The goal that Cloudera has set for its own Spark development is to get it to scale across 10,000 nodes.
By doing its own Spark distribution embedded inside its Cloudera Enterprise, the company is by no means putting itself in contention with Databricks, according to Olson. Cloudera is a big funder for the AMPLab and supported the research of Matei Zaharia, who created Spark and is the founder and CTO at Databricks. Olson says that Databricks is focused on developers and data analysts whose applications will run predominantly as a service on the cloud, while Cloudera will focus on enterprise customers wanting to deploy Hadoop/Spark stacks of their own. (Not that Cloudera’s Hadoop stack is not also used on public clouds.) The two companies will collaborate to extend Spark, and have a “long lived and deep” relationship.
None of this means that Cloudera will stop supporting MapReduce, of course. But it does mean that committers working at Cloudera are working to get Hive, Mahout, and Solr, which are MapReduce tools for data warehousing, machine learning, and search, as well as Pig and Crunch, which are used to create MapReduce routines, to run atop the Spark framework. When it comes to running SQL routines on top of data stored in HDFS, Olson says that its Impala query engine is “hands down the fastest SQL” and that Spark SQL cannot even come close to it in terms of raw performance, although it is useful for a smattering of SQL in applications or during development.

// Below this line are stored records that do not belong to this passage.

Issue #6147, opened 2024-04-04
Very confusing error message when platform cannot be found


davidrupp:
### I tried this:

Working through https://www.winglang.io/docs/start-here/aws , substituting `awscdk` as the target (was `tf-aws`):

```
hello-wing % wing new empty
hello-wing % wing compile --platform awscdk main.w 
```

### This happened:

```
An error occurred while loading the custom platform: Error: ENOENT: no such file or directory, open '/Users/drupp/Developer/hello-wing/awscdk/index.js'
    at readFileSync (node:fs:455:20)
    at _loadCustomPlatform (/opt/homebrew/lib/node_modules/winglang/node_modules/@winglang/sdk/lib/platform/platform-manager.js:203:52)
    at PlatformManager.loadPlatformPath (/opt/homebrew/lib/node_modules/winglang/node_modules/@winglang/sdk/lib/platform/platform-manager.js:79:15)
    at /opt/homebrew/lib/node_modules/winglang/node_modules/@winglang/sdk/lib/platform/platform-manager.js:97:18
    at Array.forEach (<anonymous>)
    at PlatformManager.createPlatformInstances (/opt/homebrew/lib/node_modules/winglang/node_modules/@winglang/sdk/lib/platform/platform-manager.js:96:28)
    at PlatformManager.createApp (/opt/homebrew/lib/node_modules/winglang/node_modules/@winglang/sdk/lib/platform/platform-manager.js:103:14)
    at Object.<anonymous> (/Users/drupp/Developer/hello-wing/target/main.awscdk/.wing/preflight.js:86:31)
    at Module._compile (node:internal/modules/cjs/loader:1368:14)
    at Object..js (node:internal/modules/cjs/loader:1426:10) {
  errno: -2,
  code: 'ENOENT',
  syscall: 'open',
  path: '/Users/drupp/Developer/hello-wing/awscdk/index.js'
}
Error: Cannot read properties of undefined (reading 'newApp')
```

### I expected this:

AWS CDK target compiles correctly

### Wing Version

0.67.9

### Node.js Version

v21.7.2

### Platform(s)

MacOS

### Community Notes

* Please vote by adding a 👍 reaction to the issue to help us prioritize.
* If you are interested to work on this issue, please leave a comment.

davidrupp:
Just found https://www.winglang.io/docs/platforms/awscdk , which states:

> You will need to install the @winglang/platform-awscdk library in order to use this platform.
> $ npm i @winglang/platform-awscdk

[...]

PR #6176, opened 2024-04-08
fix(platforms): confusing error message when unable to load platform

hasanaburayyan:
Closes: https://github.com/winglang/wing/issues/6147

## Checklist

- [ ] Tests added (always)

### DIFF
--- a/libs/wingsdk/src/platform/platform-manager.ts
+++ b/libs/wingsdk/src/platform/platform-manager.ts
@@ -232,6 +232,9 @@ export function _loadCustomPlatform(customPlatformPath: string): any {
     script.runInContext(context);
     return new (platformModule.exports as any).Platform();
   } catch (error) {
+    if (process.env.DEBUG) {
+      console.error(error);
+    }
     const hint = customPlatformPath.includes(".")
       ? "Ensure the path to the platform is correct"
       : `Ensure you have installed the platform provider by running 'npm install ${customPlatformPath}'`;
--- a/libs/wingsdk/src/platform/platform-manager.ts
+++ b/libs/wingsdk/src/platform/platform-manager.ts
@@ -232,9 +232,9 @@ export function _loadCustomPlatform(customPlatformPath: string): any {
     script.runInContext(context);
     return new (platformModule.exports as any).Platform();
   } catch (error) {
-    const hint = customPlatformPath.includes(".") ?
-     "Ensure the path to the platform is correct" :
-     `Ensure you have installed the platform provider by running 'npm install ${customPlatformPath}'`
+    const hint = customPlatformPath.includes(".")
+      ? "Ensure the path to the platform is correct"
+      : `Ensure you have installed the platform provider by running 'npm install ${customPlatformPath}'`;
     console.error(
       `An error occurred while loading the custom platform: ${customPlatformPath}\n\n(hint: ${hint})`
     );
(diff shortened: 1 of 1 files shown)


MarkMcCulloh (approved):

MarkMcCulloh (changes requested):

libs/wingsdk/src/platform/platform-manager.ts
```diff
@@ -232,9 +232,11 @@ export function _loadCustomPlatform(customPlatformPath: string): any {
     script.runInContext(context);
     return new (platformModule.exports as any).Platform();
   } catch (error) {
+    const hint = isScoped
+      ? `Ensure you have installed the platform package by running 'npm install ${customPlatformPath}'`
+      : "Ensure the path to the platform is correct";
     console.error(
-      "An error occurred while loading the custom platform:",
-      error
+      `An error occurred while loading the custom platform: ${customPlatformPath}\n\n(hint: ${hint})`
```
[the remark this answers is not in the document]
hasanaburayyan: I’m not sure how we could make using a non-existent platform clearer. In the original you get a big gnarly stack trace. I assume with these changes it might be clearer that they are using the wrong platform name, since it’s less verbose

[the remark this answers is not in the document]
MarkMcCulloh: Maybe instead of `isScoped`, check if the platform contains a `.`.
If it does, assume it's a path can give the path error. Otherwise give the error that the package should be installed

eladb, line 239: Please add instructions or doclink and suggest that the platform provider/extension might not be installed...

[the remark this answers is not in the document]
hasanaburayyan: Ah! Now I see the point you were making. 👍 Changed the check

hasanaburayyan: @eladb Just to be clear, when you suggest adding instructions are you referring to how to install platform extension? Currently in this PR if a platform is not installed, lets say `@winglang/platform-aws-cdk` the error message looks like this:
```bash
mywing compile -t @winglang/platform-awscdk
An error occurred while loading the custom platform: @winglang/platform-awscdk

(hint: Ensure you have installed the platform provider by running 'npm install @winglang/platform-awscdk')
```

MarkMcCulloh (approved):

libs/wingsdk/src/platform/platform-manager.ts
```diff
@@ -232,9 +232,11 @@ export function _loadCustomPlatform(customPlatformPath: string): any {
     script.runInContext(context);
     return new (platformModule.exports as any).Platform();
   } catch (error) {
+    const hint = customPlatformPath.includes(".")
+      ? "Ensure the path to the platform is correct"
+      : `Ensure you have installed the platform provider by running 'npm install ${customPlatformPath}'`;
     console.error(
-      "An error occurred while loading the custom platform:",
-      error
```
eladb, line 237: Maybe we should print the error if DEBUG=1. Otherwise it will be hard to debug issues that are not a result of uninstalled provider.

Alternatively, separate the two cases (not found and other errors).

eladb (changes requested):

libs/wingsdk/src/platform/platform-manager.ts
hasanaburayyan: Good point, Ill add the log on DEBUG

eladb (approved):

eladb (approved):

eladb (approved):

eladb (approved):

PR #6197, opened 2024-04-10
fix(compiler)!: no way to detect if an interface implements a preflight class

### LINKED ISSUE #5872: No qualification error when accessing a preflight object via interface
### I tried this:

```wing
bring cloud;

bucket.addObject("key", "value");

interface ISomething {
  inflight ido(): void;
}

class Something impl ISomething {
  pub inflight ido() {
    log("bucket has {bucket.get("key")}");
  }
}

let s: ISomething = new Something();

test "test" {
  let is = s;
  is.ido(); // This should be a qualification error because we don't know who `is` is.
}
```
`wing test -t tf-aws main.w`

### This happened:

It compiled and ran, resulting in the following excepted runtime error:
```
fail ┌ main.tfaws.783602 » root/Test.g2vEv5bEZ9/env0/test:test
     │ Error: AccessDenied: Access Denied
```

### I expected this:

A compilation error:
`Expression of type "ISomething" references an unknown preflight object, can't qualify its capabilities (see https://github.com/winglang/wing/issues/76 for details)`

### Is there a workaround?

_No response_

### Anything else?

Currently we produce these errors when accessing a member of a preflight class type on an inflight expression. We need to extend this somehow to detect "preflight class interfaces" too. I'm not sure if this is trivial since interfaces don't have a phase? do they?

### Wing Version

0.59.46

### Node.js Version

_No response_

### Platform(s)

_No response_

### Community Notes

yoav-steinberg:
Fixes #5872

Add a phase modifier `inflight` support to `interface` definitions. Now all preflight interfaces implicitly implement `std.IResouce` the same way that prefligth classes implicitly implement `std.Resource`. We can now explicitly qualify these interfaces with the `lift()` builtin and we can get qualification errors if an inflight variable is being used to access such an object (same as classes).

Note that inflight interfaces can be defined preflight with the keywork and all their methods will be implicitly `inflight`. Interfaces defined inflight are always inflight interfaces. Preflight interfaces may extend inflight interfaces, but not the other way around.

JSII imported interfaces are, at least for now, always preflight interfaces.

**Breaking change**:
Since inflight interfaces are new, code using interfaces in inflight that were defined in preflight scope will need to add the `inflight` modifier to those interfaces or the compiler will complain that you're trying to access an unknown preflight object:
```wing
inflight IMyIface { // Explicitly mark this interface as inflight so it can be used in inflight code without worrying about lifting
  do(): void; // No need to specify `do` is an inflight method, it's implicit from the interface type.
}
inflight () => {
  x: IMyIface = ....;
  x.do(); // This would be a qualification error without the above fix.
}
```

**Other fixes**
* Fixed span in diagnostic of wrongly typed methods implementing an interface, previously the span pointed to the implementing class instead of the specific method inside that class that mismatches the interface definition.
* Cleaned up some dead code.

## Checklist

- [x] Tests added (always)


libs/wingc/src/type_check.rs
```diff
@@ -1084,6 +1070,18 @@ impl TypeRef {
 		return false;
 	}
 
+	pub fn is_preflight_type(&self) -> bool {
```
Chriscbr, line 1073: `is_preflight_type` sounds like it might include preflight functions. Maybe `is_preflight_object` would describe it better?

libs/wingc/src/type_check.rs
```diff
@@ -4165,14 +4138,42 @@ impl<'a> TypeChecker<'a> {
 			};
 		}
 
-		// add methods from all extended interfaces to the interface env
 		let extend_interfaces = &interface_type.as_interface().unwrap().extends;
-		if let Err(e) = add_parent_members_to_iface_env(extend_interfaces, name, &mut interface_env) {
+
+		// If this is a preflifght interface and it doesn't extend any other preflight interfacs then implicitly make it extend
```
Chriscbr, line 4143:
```suggestion
		// If this is a preflight interface and it doesn't extend any other preflight interfacs then implicitly make it extend
```

libs/wingc/src/type_check.rs
```diff
@@ -4209,6 +4210,19 @@ impl<'a> TypeChecker<'a> {
 			})
 			.collect::<Vec<_>>();
 
+		// Verify impelmented interfaces are of valid phase for this class
```
Chriscbr, line 4213:
```suggestion
		// Verify implemented interfaces are of valid phase for this class
```

libs/wingc/src/type_check.rs
yoav-steinberg: changed to `is_preflight_object_type`

docs/docs/03-language-reference.md
```diff
@@ -1577,7 +1581,12 @@ of methods with different phases is not allowed as well.
 
 Interfaces represent a contract that a class must fulfill.
 Interfaces are defined with the `interface` keyword.
-Currently, preflight interfaces are allowed, while inflight interfaces are not supported yet (see https://github.com/winglang/wing/issues/1961).
+Interfaces may be either preflight interfaces or inflight interfaces.
+Preflight interfaces are defined in preflight scope and can contain both preflight and inflight methods.
+Only preflight classes may implement preflight interfaces.
+Inflight interfaces are either defined with the `inflight` modifier in preflight scope or simply defined in inflight scope.
+All methods of inflight interfaces are implicitly inflight (no need to use the `inflight` keyword).
+Both preflight and inflight classes may implement an inflight interface.
```
Chriscbr, line 1589: The reason a preflight class can implement an inflight interface might not be obvious
```suggestion
Since both preflight and inflight classes can have inflight methods defined inside them, they are both capable of implementing inflight interfaces.
```

examples/tests/invalid/interface.test.w
```diff
@@ -42,3 +44,26 @@ interface IMissingParamTypes {
...
+
+// Inflight interfaces can't extend JSII interfaces
+inflight interface IInflightExtendsJsii extends jsii_fixture.ISomeInterface {
+  method(): void;
+}
+
+// Inflight classes can't implement JSII interfaces
+inflight class CInflightImplJsii impl jsii_fixture.ISomeInterface {
+  pub method(): void {}
+}
```
Chriscbr, line 69: Would this also be an error?
```js
inflight interface IInflightIface {
  pub method(): void {}
}

inflight interface IInflightExtendsResource impl IInflightIface, std.IResource {
  pub method2(): void {}
}
```

Chriscbr (approved):
LGTM

examples/tests/invalid/interface.test.w
yoav-steinberg: Yes, `std.IResource` is a JSII imported interface and therefore it's a **preflight**  interface. So you get this error:
```
inflight interface IInflightExtendsResource extends IInflightIface, std.IResource {
                   ^^^^^^^^^^^^^^^^^^^^^^^^ Inflight interface IInflightExtendsResource cannot extend a preflight interface IResource
```

libs/wingc/src/type_check.rs
```diff
@@ -1605,6 +1573,17 @@ impl Types {
 			.expect("Resouce base class to be a type")
 	}
 
+	pub fn resource_base_interface(&self) -> TypeRef {
+		let resource_fqn = format!("{}.{}", WINGSDK_ASSEMBLY_NAME, WINGSDK_IRESOURCE);
+		self
+			.libraries
+			.lookup_nested_str(&resource_fqn, None)
+			.expect("Resouce base interface to be loaded")
```
staycoolcall911, line 1581:
```suggestion
			.expect("Resource base interface to be loaded")
```

libs/wingc/src/type_check.rs
```diff
@@ -1605,6 +1573,17 @@ impl Types {
...
+			.0
+			.as_type()
+			.expect("Resouce base interface to be a type")
```
staycoolcall911, line 1584:
```suggestion
			.expect("Resource base interface to be a type")
```

examples/tests/invalid/package.json
```diff
@@ -3,7 +3,8 @@
   "dependencies": {
     "cdktf": "0.20.3",
     "constructs": "^10.3",
-    "jsii-code-samples": "1.7.0"
+    "jsii-code-samples": "1.7.0",
+    "jsii-fixture": "workspace:^"
```
staycoolcall911, line 7: Just making sure you meant to add this

staycoolcall911 (commented):
Great cleanup!

examples/tests/invalid/package.json
yoav-steinberg: Yes, this relates to using the jsii fixture in the invalid tests.

libs/wingc/src/type_check.rs
yoav-steinberg: oops, I'll fix in some other PR...

libs/wingc/src/type_check.rs
yoav-steinberg: oops, I'll fix in some other PR...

According to Databricks, as of the beginning of 2015, there were over 500 organizations running Spark in production today. Olson tells The Next Platform that the company has over 200 of its Cloudera Enterprise customers running Spark today, that it had a base of 500 Hadoop users as of the beginning of this year pushing $100 million in revenues, and that the business is doubling in terms of revenues and customers year-on-year. If you do a little math on those numbers, Cloudera should have around 875 customers right now, and that means about a quarter of its installed base is already using Spark. That would be consistent with the Hadoop base at large, which could number around 2,000 installations worldwide. (No one has a precise figure on that.)
The point is, with the ease of use and flexibility of Spark, the rest of the Hadoop stack could be easier to consume as well as providing higher performance for a lot of workloads. This is a bit like the transition from batch processing to online transaction processing back in the 1970s and 1980s in the mainframe era. Batch never went away, but OLTP was the focus. In the end, a lot of the pieces that we think of as Hadoop are being replaced, but the result will probably still be something that we all call Hadoop.